PR #6868, opened 2026-08-29
perf(ecstore): reuse local fd metadata snapshots

houseme:
## Related Issues

- rustfs/backlog#2060

## Summary of Changes

Reuse the validated part-file length alongside cached LocalDisk descriptors. StdBackend cache hits now skip a redundant metadata syscall, and the io_uring cache-hit path reuses the same immutable length snapshot while retaining zero-length and out-of-bounds checks. Generation fencing, TTL eviction, and heal/delete/rename invalidation remain unchanged, so a snapshot is never reused across a replaced inode.

## Verification

- `git diff --check`
- `cargo test -p rustfs-ecstore std_backend_truncate_append_stream_and_full_read_restore_bytes --lib`

## Impact

Linux LocalDisk buffered and io_uring read cache hits avoid repeated file metadata syscalls. Mutation, heal, delete, rename, zero-length, and out-of-bounds semantics remain fail-closed. No public API, wire-format, or on-disk format changes are introduced.

## Additional Notes

This is an independent P2 follow-up to the PUT eager-threshold and metric atomic-load PRs. Linux target cross-check was attempted but the local environment lacks `x86_64-linux-gnu-gcc` required by `aws-lc-sys`; the package-scoped native checks above passed. Rollback is a single revert of this commit.

---

### DIFF
--- a/crates/ecstore/src/disk/local.rs
+++ b/crates/ecstore/src/disk/local.rs
@@ -3148,9 +3148,10 @@ impl LocalIoBackend for StdBackend {
                 direct_read_copy_fault_delta: MmapPageFaultDelta,
                 blocking_task_duration: StdDuration,
                 used_direct_io: bool,
-                /// The descriptor opened by THIS call (None on a cache hit), handed
-                /// back so the async caller can index it in the fd cache.
-                opened_fd: Option<Arc<std::fs::File>>,
+                /// The descriptor and size snapshot opened by THIS call (None on a
+                /// cache hit), handed back so the async caller can index it in the
+                /// fd cache.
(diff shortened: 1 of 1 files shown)


houseme:
Fixed the compile failure reported by CI: `FdCache::insert_if_fresh` now inserts the renamed `entry` parameter instead of the stale `file` identifier. Revalidated with `cargo fmt --all --check`, `cargo check -p rustfs-ecstore --lib`, the focused LocalDisk regression test, and `cargo clippy -p rustfs-ecstore --lib --tests -- -D warnings`. Commit: `8952faca1`.

Issue #2060, opened 2026-03-03
Cannot modify the deafult password


exing567:
**Describe the bug**
Cannot change the admin password.

**Expected behavior**

**Screenshots**
<img width="1911" height="998" alt="Image" src="https://github.com/user-attachments/assets/1e00248b-bbf5-4a18-84a9-460b1d5e6eb6" />

**Device**
 - Device: ThinkPa
 - OS: Win 11
 - Browser: Edge
 - Version: N/A

**Additional context**
I use Linux Quick Install to install the RustFS on a VPS.

overtrue:
Thanks for reporting this.

This behavior is expected and **by design**.
The system account credentials are defined at service startup (for example via `RUSTFS_ACCESS_KEY` / `RUSTFS_SECRET_KEY`) and are not allowed to be modified through the Console/API.

If you want to change that account’s password, please update the startup credentials and restart RustFS.

reatang:
@exing567 
Has this answered your question? If you have any further questions, please submit a new issue. I will close this issue now. Finally, thank you for trying RustFS.

--- 

是否已经解释了您提的问题，如果还有其他问题，可提交新的issue，这个issue我就关闭了。
最后感谢您尝试使用RustFS。

PR #6869, opened 2026-08-29
perf(storage): keep 1MiB PUTs on eager path

houseme:
## Related Issues
Related: rustfs/backlog#2087

## Summary of Changes
Raise the default ordinary small-eager PUT boundary from 512 KiB to 1 MiB.
Known-length, unencrypted, uncompressed 1 MiB PUTs now use the eager ingestion path that materializes the request before EC storage processing; the existing `RUSTFS_SMALL_EAGER_PUT_MAX_SIZE_BYTES` override remains available for rollback and A/B testing.

The change is intentionally limited to the PUT path selector. EC encoding, bitrot, quorum, rename, conditional-write handling, encryption, compression, and extract requests retain their existing gates.

## Verification
- `CARGO_TARGET_DIR=<isolated-target> cargo test -p rustfs should_use_small_eager_put_path --lib` (7 passed)
- `cargo fmt --all --check`
- `git diff --check`
- Remote testing on Warp v1.6.1, testing `node1...4:29000`, 1 MiB PUT, `--disable-multipart`: c8/15s baseline 214.32 MiB/s, candidate 240.99 MiB/s; B2 274.24 MiB/s; A2 269.75 MiB/s. The short ABBA pair is noisy and does not prove a fixed percentage gain.
- A c64/60s attempt produced repeated service-unavailable responses before a valid report and was excluded from throughput conclusions.

## Impact
Ordinary 1 MiB PUTs allocate up to one request-sized eager buffer per in-flight request. The default memory footprint therefore increases with concurrency; operators can set `RUSTFS_SMALL_EAGER_PUT_MAX_SIZE_BYTES=524288` to restore the prior boundary. No API or on-disk format changes.

## Additional Notes
The runtime evidence supports the intended path change but is not a claim that every topology will reach the historical 459 MiB/s target. Further c64/5m validation should be repeated after the testing cluster's service-unavailable condition is resolved.

---

### DIFF
--- a/rustfs/src/app/object/put.rs
+++ b/rustfs/src/app/object/put.rs
@@ -25,15 +25,14 @@ const ENV_ZERO_COPY_EAGER_PUT_MAX_SIZE_BYTES: &str = "RUSTFS_ZERO_COPY_EAGER_PUT
 
 /// Maximum body size materialized by the ordinary eager PUT path.
 ///
-/// Bodies above this boundary stay streaming so a 1 MiB request does not
-/// reserve a full request-sized buffer while the EC writer is consuming it.
-/// The environment override keeps the boundary reversible for workload A/B
-/// tests and for deployments whose measured workload favors eager ingestion.
+/// Bodies above this boundary stay streaming while the EC writer consumes them.
+/// The environment override keeps the boundary reversible for workload A/B tests
+/// and for deployments whose measured workload favors streaming ingestion.
 const ENV_SMALL_EAGER_PUT_MAX_SIZE_BYTES: &str = "RUSTFS_SMALL_EAGER_PUT_MAX_SIZE_BYTES";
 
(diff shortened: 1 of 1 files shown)


houseme:
Adversarial review: no correctness, persistence, or compatibility blocker was found. Performance delivery remains gated: the current c64 run returned repeated service-unavailable responses, and the completed c8 measurements were noisy (B2/A2 +1.7%). Before merge, repeat a valid c64/5m comparison with readiness, error classification, RSS/BytesPool, and P99 capture; do not treat the historical 459 MiB/s target as restored yet.

houseme:
Superseded by main commit a22fa7461 (PR #6863), which keeps the 512 KiB baseline and adapts the eager ceiling to active PUT concurrency. The fixed 1 MiB default in this PR is not sufficient to explain or guarantee the 459 MiB/s target; backlog #2060 records the required c64/5m validation and commit-stage instrumentation.

PR #6892, opened 2026-08-30
perf(ecstore): consolidate non-inline read planning

houseme:
## Related Issues

Related to rustfs/backlog#1309 and rustfs/backlog#1308.

## Summary of Changes

Refactor the accumulated non-inline GET read-plan patches into one incremental quorum planner. Candidate shard coverage is tracked by an allocation-free mapped bitmask, with one reconstruction reserve retained before metadata early-stop. Reserve scheduling is activated only after a candidate is classified as eligible; healthy inline and gate-off paths keep their existing fanout behavior. A short pending-data hedge delay races a genuinely slow data shard without turning every healthy request into a full fanout. The published environment variable remains compatible, while internal naming and comments now describe the actual non-inline quorum behavior.

## Verification

- `cargo fmt --all --check`
- `git diff --check`
- `cargo test -p rustfs-ecstore non_inline_data_read_early_stop --lib -- --nocapture` — 5 passed.
- `cargo test -p rustfs-ecstore metadata_slowtail_fault --lib -- --nocapture` — 6 passed, including initial-slow and deferred-tail hedge cases.
- `make pre-pr` guards, builds, fuzz, wiring, and offline-enrollment stages passed; nextest stopped on two existing sandbox TLS bind failures. The two named TLS tests passed when rerun individually with network permissions.
- Two fresh independent correctness/concurrency and performance/simplicity reviews of the final head — PASS.

## Impact

With `RUSTFS_GET_METADATA_TWO_PHASE_READ_PLAN_ENABLE` unset or disabled, the existing path is preserved and no shard-accounting work is performed. When enabled, only plain, single-part, non-inline candidates may stop after a mapped quorum plus one reserve; unsafe, transformed, remote, inline, multipart, conflicting, or malformed candidates retain full-wait/fallback behavior. No wire or on-disk format changes are introduced.

## Additional Notes

This revision removes the prior per-request erasure construction, shared Reed-Solomon cache access, temporary `Vec<bool>` allocation, and repeated metadata scans. It uses a 100ms delayed hedge for any sole pending shard that could stall the reserve, skips offline spare slots, and cancels/drains the remaining tasks on early success. The gate remains disabled by default pending broader rollout evidence.

---

Thank you for your contribution! Please ensure your PR follows the community standards ([CODE_OF_CONDUCT.md](https://github.com/rustfs/rustfs/blob/main/CODE_OF_CONDUCT.md)). If this is your first contribution, review the [CLA document](https://github.com/rustfs/cla/blob/main/cla/v2.md) and sign it by commenting `I have read and agree to the CLA.` on the PR.

### DIFF
--- a/crates/ecstore/src/set_disk/core/io_primitives.rs
+++ b/crates/ecstore/src/set_disk/core/io_primitives.rs
@@ -3159,7 +3159,6 @@ impl SetDisks {
                     _ = tokio::time::sleep_until(deadline) => {
                         if bounded_fanout
                             && !force_full_wait
-                            && !defer_pending_inline_data_shard
                             && join_set.len() == 1
                             && non_inline_candidate_eligible == Some(true)
                             && !accumulator.candidate_has_read_reserve()
--- a/crates/ecstore/src/set_disk/core/io_primitives.rs
+++ b/crates/ecstore/src/set_disk/core/io_primitives.rs
@@ -3304,6 +3304,16 @@ impl SetDisks {
             }
 
             let pending_responses = join_set.len();
+            // Inline verification can still depend on a missing data shard;
+            // issue one immediate spare when only that shard remains. The
+            // non-inline path keeps its delayed hedge below to avoid healthy
+            // reads paying speculative I/O before the candidate is classified.
+            let should_hedge_single_pending_inline_read = read_data
+                && !force_full_wait
+                && !defer_pending_inline_data_shard
+                && pending_responses == 1
+                && non_inline_candidate_eligible != Some(true)
+                && accumulator.can_still_reach_early_stop_with_pending(pending_responses);
             // A non-inline plan must retain one extra matching shard as a
             // reconstruction reserve. Schedule that reserve only after the
             // candidate is known to be eligible, so inline GETs do not pay an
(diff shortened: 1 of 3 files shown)


houseme:
Follow-up fix pushed as `92b063baf3`.

The 10-second barrier failures came from delaying the single-pending hedge until a candidate was classified as non-inline. Inline or not-yet-classified candidates can still require a spare to complete pending data-shard verification. The fix keeps the 100 ms delayed hedge for confirmed non-inline reserve reads, while immediately scheduling one spare only for the pending inline/unknown case that can still reach early-stop quorum.

Validation on the new head: the six previously failing bounded metadata/inline early-stop tests pass; six slow-tail/non-inline/quorum/inline path tests pass; `cargo fmt --all --check`, `git diff --check`, and `cargo clippy -p rustfs-ecstore --all-targets -- -D warnings` pass. No test timeout or assertion was relaxed.

houseme:
Follow-up cleanup pushed as `59687da734`: removed a redundant `defer_pending_inline_data_shard` check from the delayed-hedge timer branch (the variable is freshly initialized before that select branch and cannot be set there). This keeps the state machine unchanged while making the hot path explicit.

After the cleanup, 12 focused early-stop/slow-tail/non-inline/inline tests pass, together with `cargo fmt --all --check`, `git diff --check`, and the ECStore all-target Clippy gate.

PR #6903, opened 2026-08-30
fix(ecstore): fail closed on unverifiable data quorum

houseme:
## Related Issues

Fixes rustfs/backlog#1308.

## Summary of Changes

Reject verification-based erasure decoding when a data shard is missing and only the exact data-shard count remains available. This closes a fail-open path where `decode_data_with_reconstruction_verification` could fall back to unverified decoding and return bytes without an error. The data-shards-only gate remains disabled by default; this change hardens the opt-in path without changing healthy or gate-off behavior.

## Verification

- `cargo test -p rustfs-ecstore ...` focused verification and gate-on 2+2 regression: passed.
- Lockstep and demand-bound suites: 6/6 and 7/7 passed.
- Erasure decoder suite: 31/31 passed.
- `cargo fmt --all --check`
- `git diff --check`

## Impact

Opt-in data-shards-only reads now fail closed instead of returning unverified data when verification cannot be performed. No default configuration is enabled and no wire or on-disk format changes are introduced.

## Additional Notes

The 4-node Linux fault-injection and rollout decision remain tracked by rustfs/backlog#1325; this PR does not claim production rollout readiness.

---


houseme:
Follow-up fix after merging the latest `main` (`37b23a16d`):

The first implementation rejected exact data-shard quorum in `Erasure::decode_data_with_reconstruction_verification` globally. That correctly protected the opt-in data-shards-only lockstep path, but incorrectly changed default legacy/prefetch/decode-reader and transition rollback behavior. Commit `5bf1ac7853` scopes the surplus-source requirement to the lockstep policy; default reconstruction semantics remain unchanged.

Post-fix validation: the seven affected decode/lockstep regressions pass, the test-util decommission scenario passes, the transition rollback scenario passes, `cargo fmt --all --check` and `git diff --check` pass, and `cargo clippy -p rustfs-ecstore --all-targets -- -D warnings` passes.

houseme:
Follow-up fix pushed after the reported rio-v2 failure:

The failure was test-fixture setup, not the decoder change. The heal regression removed `part.1` through a data directory copied from one source disk, which is not guaranteed to be the current directory on every target disk under concurrent/rio-v2 layouts. Commit `219163e8fe` resolves the actual object directory on each target disk and removes its current `part.1`; production heal behavior and assertions are unchanged.

Validation after the fix: default heal regression passed, rio-v2 heal regression passed, `cargo fmt --all --check`, `git diff --check`, and `cargo clippy -p rustfs-ecstore --all-targets -- -D warnings` passed. The prior merged-main decode scope fix remains in `5bf1ac7853`.

PR #6927, opened 2026-08-31
fix(ecstore): recover late parity after exact quorum

houseme:
## Related Issues

Related to rustfs/backlog#1309.

## Summary of Changes

Recover omitted parity when the opt-in two-phase non-inline GET plan reaches exact decode quorum after a selected data shard fails during part open or bitrot validation. The initial materialization stays private, decode reports whether it used exact quorum, and the caller performs at most one full metadata refresh before exposing a reader. The fallback validates a compact canonical identity and uses the refreshed `FileInfo`, avoiding a deep clone on healthy requests.

The late-materialization path remains limited to whole latest plain single-part objects larger than 512 KiB that fit one EC block. Codec-streaming rollout is mutually exclusive at metadata fanout entry, so codec requests keep full metadata fanout and do not enter late refresh.

## Verification

- 4+2 single selected-shard bitrot and missing-part recovery: passed with exact body.
- 4+2 quorum-minus-one: passed with fail-closed/no body exposure.
- 2+2 late-parity bitrot/missing regressions: passed.
- Real 1 MiB codec mixed-feature GET: codec path selected, exact body, four metadata reads, no late refresh.
- Non-inline early-stop suite: 5/5 passed.
- Metadata slow-tail suite: 6/6 passed.
- Decode-focused suite: 141/141 passed.
- `cargo fmt --all --check`
- `git diff --check`

## Impact

Only the opt-in two-phase non-inline read plan gains a single fail-closed full-fanout retry after exact-quorum reconstruction. Gate-off, inline, codec-streaming, transformed, multipart, range, explicit-version, and remote-object paths preserve their existing behavior. No wire or on-disk format changes are introduced.

## Additional Notes

Two independent high-risk reviews covered correctness/concurrency and performance/compatibility/test coverage. The rollout gate remains disabled by default; testing1 multi-node evidence is still required before enabling it.

---


houseme:
Follow-up for the two failing Test and Lint lanes is now pushed in `eb66f5c918`.

The failures had two PR-attributable causes:

- The branch merge had dropped the existing 1 KiB test storage-class override from `get_object_reader_wires_mid_size_to_single_inflight`. Its 256 KiB EC2+2 fixture therefore sat exactly on the default inline boundary and correctly selected inline path 3. The explicit non-inline fixture contract is restored.
- The new late-materialization branch enlarged the `SetDisks::get_object_reader` poll frame enough to cross the debug test stack boundary. At a 1,984 KiB stack, the base passed, the unboxed PR head aborted, and the boxed late branch passed. The full refresh plus retry is now boxed only after `has_late_metadata_fanout()` is true, so gate-off and healthy paths do not allocate it.

Post-merge validation on the latest `main`:

- all three previously aborting `store::init` tests passed at `RUST_MIN_STACK=2031616`;
- the mid-size SingleInFlight wiring test passed;
- late-parity bitrot and missing-part regressions passed;
- the real codec mutual-exclusion regression passed;
- `cargo clippy -p rustfs-ecstore --lib --tests --features test-util -- -D warnings` passed;
- `cargo fmt --all --check` and `git diff --check` passed.

Independent final reviews found no correctness, cancellation/lock-lifetime, compatibility, test-coverage, or healthy-path performance issue. The new CI run for this head is pending; this update does not claim it is green yet.

PR #115, opened 2021-05-12
Corrected all Cal-ITP IDs

mcplanner:


machow:
Thanks! Do you mind linking to where these ids were pulled from? If I ingest it daily into the pipeline, I can keep an eye out for updates / removals..!

thekaveman:
@mcplanner the list that you linked to, is different from the one @e-lo and Juliet have been maintaining / pointing to, that we grabbed for using to generate the data for MobiMart. Do these lists correlate and should we be using so many different ones?

@machow this should already be in the warehouse under `transitstacks.providers_overview` (or `official_list`) - again sourced from the "Official List" spreadsheet https://docs.google.com/spreadsheets/d/105oar4q_Z3yihDeUlP-VnYpJ0N9Mfs7-q4TnribqYLU/edit

machow:
Cool--thanks both of you! If the sheet that's loaded into the warehouse is the official one, I can plan to add creating that external table to the pipeline (so we have the option tear down and put back up full warehouse). I'll go through tomorrow and try merging all these `agencies.yml` updates.

PR #130, opened 2021-05-24
[WIP] split calitp plugin into modules, prep for packaging

machow:
This PR splits calitp.py into a few modules, to make it a bit easier to understand. I've created a new repo https://github.com/cal-itp/calitp-py to move it to, and was thinking of going in this order...

* improve calitp in this PR to make function names consistent, etc..
* test and merge into pipeline
* move into package, release on PYPI, and set it as a pipeline dependency

The big benefit should be letting people pull down tables from the warehouse / work on pipeline tasks without having to worry about airflow particulars.

(note that in the submodules I do full path imports, e.g. `from calitp...` since the plugins folder is not technically on the python path, but custom imported by airflow or something)


machow:
closing in favor of #186

Issue #133, opened 2021-05-27
ExternalTaskSensor fails daily and requires clearing on gtfs_load dag


machow:
Submitting a fix for this, but wanted to document. Parts of the gtfs_load dag needs to wait on the validator to finish running. However, because gusty sets the default timeout for waiting for a dependency to 60 seconds (with a number of retries), and the validator takes ~20 minutes to run, the sensor kept failing.

Gusty has options for setting the timeout to be longer, which should fix.

Issue #75, opened 2021-04-23
GTFS Reports


hunterowens:
I suspect this is gonna become several issues, but as discussed on the Monday call, we'd like to generate a monthly "GTFS" report, capturing elements we can automate from the grading schema and either post on the web or generate PDFs to email or both. @mcplanner is working (tracking in teamwork) what the the report will look like, but let's have  astub here for discussion

mcplanner:
Draft monthly report
<https://docs.google.com/document/d/1-iXNdl4f2EbYayKg3e7jkTALAcNzht9yGQuyIOtPLc4/edit#>
.

hunterowens:
deployment gameplan: 

generate out a static monthly report, deploy via netlify

hunterowens:
PDFs can be generate from the print option in css

machow:
@mcplanner (cc @ryon, who is styling the report from the jarvus side), what do you think of a lineplot for service hours over a given month? 

![image](https://user-images.githubusercontent.com/2574498/121097526-f5f77300-c7a8-11eb-8a50-9fe43686e9cc.png)

This will let people see weekly trends (e.g. maybe more service hours on weekends?), and might help us report hours for agencies where they are fairly large numbers, without them crowding out each other on a calendar.

(Note: I generated fake data for this, which is why it is a saw shape :)

mcplanner:
A chart is better than a calendar, definitely. I'm inclined to suggest a
bar chart, to show that this data is discrete rather than continuous, but
it's easier to see minor changes in the line chart. Line chart it is! Thank
you.

machow:
Ah, nice--thanks. We could also add points, if it helps with discreteness!

![image](https://user-images.githubusercontent.com/2574498/121243065-4b945400-c86b-11eb-85b6-69dc054e28f1.png)

mcplanner:
love it!

machow:
Okay--great! @hunterowens, copying here the task description I sent to @ryon, so we can sync on this issue if needed. Note that if calitp can get reports done before June 15th, then they can send them in their newsletter. (may be able to use the uglier notebook version as a fallback on the 15th, it the timeline is too tight?)

**Existing report draft**

* Demo report:  https://github.com/cal-itp/reports/tree/feat-papermill/demo/output/256_0
* (note that all the data used in tables and figures is in the data folder; happy to reshape into nice formats)
[...]

Issue #83, opened 2021-05-03
improve dataset documentation + developing on data pipelines


hunterowens:

machow:
Breadcrumb: document running backfill commands. E.g.

```
gcloud beta composer environments run calitp-airflow-prod --location us-west2 backfill -- -s '2021-05-08' -e '2021-05-08' -x -y --rerun_failed_tasks gtfs_loader
```

machow:
Breadcrumb: have Chris explain what holo is, and how it is used here (for generating docs).

https://github.com/JarvusInnovations/hologit

machow:
Screencasts to record:

* using `debug.py` and importing / running a task from a dag
* creating a new view in `gtfs_views` DAG
* running queries in the bigquery web UI
  - checking how many bytes they processed
* basic siuba queries against warehouse

machow:
Going to close, opened issue for documenting debug.py (https://github.com/cal-itp/data-infra/issues/699), and have epics for fleshing out tools like bigquery in the analytics docs

PR #137, opened 2021-05-29
Feat snapshots

machow:
This PR builds out the tables needed for #75, and also fixed a few small things along the way. Main features:

* daily snapshots of gtfs schedule data (merge_updates.py)
* added views for describing daily service schedules (e.g. on a specific date, what does the most recent feed before that date say service is like in the calendar)
* fixed an issue with gusty configuration that was causing wait_for tasks to fail everyday #133 
* added a `query_yaml` function, which can take the name of a task file
* add a debug.py file that makes it easy to import from airflow plugins, dag tasks

TODO (but likely not urgent): 

* Change loading in `gtfs_loader/gtfs_schedule_tables_load.py` to load the latest data from the snapshots, move to history2 dags
* I'd go for renaming the current gtfs_schedule_history dataset to gtfs_schedule_external or something.

### Debugging example

e.g.

```python
import debug
from calitp import query_yaml

# these can be uncommented if you need to test a query against the production tables
# which is maybe not ideal, but useful until we put in a quick way to copy the prod
# bigquery tables to dev
# os.environ["AIRFLOW_ENV"] = "cal-itp-data-infra"
# os.environ["AIRFLOW_VAR_EXTRACT_BUCKET"] = "gs://gtfs-data"

query_yaml("dags/gtfs_views/gtfs_schedule_service_daily_metrics.yml", write_as="views.gtfs_schedule_servce_daily_metrics", replace=True)
```

Note that I run the new SQL views over production, so I could punt on figuring out easy ways to copy datasets to dev. Once I get back, it's probably about a good time to add in functionality for creating SQL table / column comments, and having them generate docs. There's also nice SQL testing functionality via https://github.com/sodadata/soda-sql!

### DIFF
--- a/airflow/dags/gtfs_views/gtfs_schedule_history_calendar_long.yml
+++ b/airflow/dags/gtfs_views/gtfs_schedule_history_calendar_long.yml
@@ -1,0 +1,26 @@
+operator: operators.SqlToWarehouseOperator
+dst_table_name: "views.gtfs_schedule_history_calendar_long"
+dependencies:
+  - warehouse_loaded
+
+sql: |
+  # Note that you can unnest values easily in SQL, but getting the column names
+  # is weirdly hard. To work around this, we just UNION ALL.
+  {% for dow in ["monday", "tuesday", "wednesday", "thursday", "friday", "saturday", "sunday"] %}
+
+  {% if not loop.first %}
+  UNION ALL
+  {% endif %}
+
+  SELECT
+    calitp_itp_id
+    , calitp_url_number
+    , service_id
+    , PARSE_DATE("%Y%m%d", start_date) AS start_date
+    , PARSE_DATE("%Y%m%d", end_date) AS end_date
+    , calitp_extracted_at
+    , calitp_deleted_at
+    , "{{dow | title}}" AS day_name
+    , {{dow}} AS service_indicator
+  FROM `{{ "gtfs_schedule_type2.calendar" | table }}`
+  {% endfor %}
--- a/airflow/dags/gtfs_views/gtfs_schedule_service_daily_metrics.yml
+++ b/airflow/dags/gtfs_views/gtfs_schedule_service_daily_metrics.yml
@@ -1,0 +1,14 @@
+operator: operators.SqlToWarehouseOperator
+dst_table_name: "views.gtfs_schedule_service_daily_metrics"
+dependencies:
+  - warehouse_loaded
+
+sql: |
+  SELECT
+    calitp_itp_id
+    , calitp_url_number
+    , service_date
+    , service_id
+    , SUM(service_hours) AS ttl_service_hours
+  FROM `{{ "views.gtfs_schedule_service_daily_trips" | table }}`
+  GROUP BY 1, 2, 3, 4
--- a/airflow/debug.py
+++ b/airflow/debug.py
@@ -1,0 +1,8 @@
+import os
+import sys
+
+import dotenv
+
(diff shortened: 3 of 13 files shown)


machow:
hmm.. it's too bad this check is failing now, since that is a very old piece of code.

thekaveman:
It's failing because of a newer `pre-commit` hook added as part of the security scanning work in #105:

```console
>> Issue: [B108:hardcoded_tmp_directory] Probable insecure usage of temp file/directory.
   Severity: Medium   Confidence: Medium
   Location: airflow/dags/gtfs_downloader/download_data.py:22
   More Info: https://bandit.readthedocs.io/en/latest/plugins/b108_hardcoded_tmp_directory.html
21	
22	SRC_DIR = "/tmp/gtfs-data/schedule"
23	DST_DIR = "schedule"
```

airflow/dags/gtfs_views/gtfs_schedule_history_calendar_long.yml
```diff
@@ -0,0 +1,26 @@
+operator: operators.SqlToWarehouseOperator
+dst_table_name: "views.gtfs_schedule_history_calendar_long"
+dependencies:
+  - warehouse_loaded
+
+sql: |
```
hunterowens, line 6: how does this templating get processed? Jinja?

airflow/dags/gtfs_views/gtfs_schedule_service_daily_metrics.yml
```diff
@@ -0,0 +1,14 @@
+operator: operators.SqlToWarehouseOperator
```
hunterowens, line 1: :+1:

airflow/debug.py
```diff
@@ -0,0 +1,8 @@
+import os
```
hunterowens, line 1: note to self to write more "developing" documentation

hunterowens:
some quick notes: 

* rather than using query yaml, might want to implement a [intake catalog](https://intake.readthedocs.io/en/latest/catalog.html) inside of calitp to take advantage of the library
* Docs! we should write them now that #138 has landed. 


Otherwise, looks good to merge and iterate on this next week!

thekaveman:
@machow regarding the [failing pre-commit check](https://github.com/cal-itp/data-infra/pull/137#issuecomment-852308855): I added 8db0899 to fix the syntax of the skip rules. It looks like a new rule was added as part of this PR, and it was overwriting the existing skip rule, causing the failure that had previously been ignored.

airflow/dags/gtfs_views/gtfs_schedule_history_calendar_long.yml
machow: yeah--airflow operators have a `template_fields` argument, that allows the listed arguments to be jinja template strings! It's pretty similar to how https://www.getdbt.com/ works!

airflow/debug.py
machow: Added some notes in the docs issue for some useful and quick screencasts--

https://github.com/cal-itp/data-infra/issues/83#issuecomment-855996337

machow:
Using intake looks super interesting! This is my first time looking at it, but it seems like it can also support things like return all validator notices for agency X (where agency X is defined using a parameter?). I wonder if it could be a quick way to do essentially what something in cal-itp/nootbooks might do, but when we just need to throw out a piece of data quickly (or w/o a UI).

hunterowens (approved):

##############################

Lines holding the word "body" in the entries above are the ones to pull out. Copy them all.

 /// Maximum body size materialized by the ordinary eager PUT path.
- 4+2 single selected-shard bitrot and missing-part recovery: passed with exact body.
- 4+2 quorum-minus-one: passed with fail-closed/no body exposure.
- Real 1 MiB codec mixed-feature GET: codec path selected, exact body, four metadata reads, no late refresh.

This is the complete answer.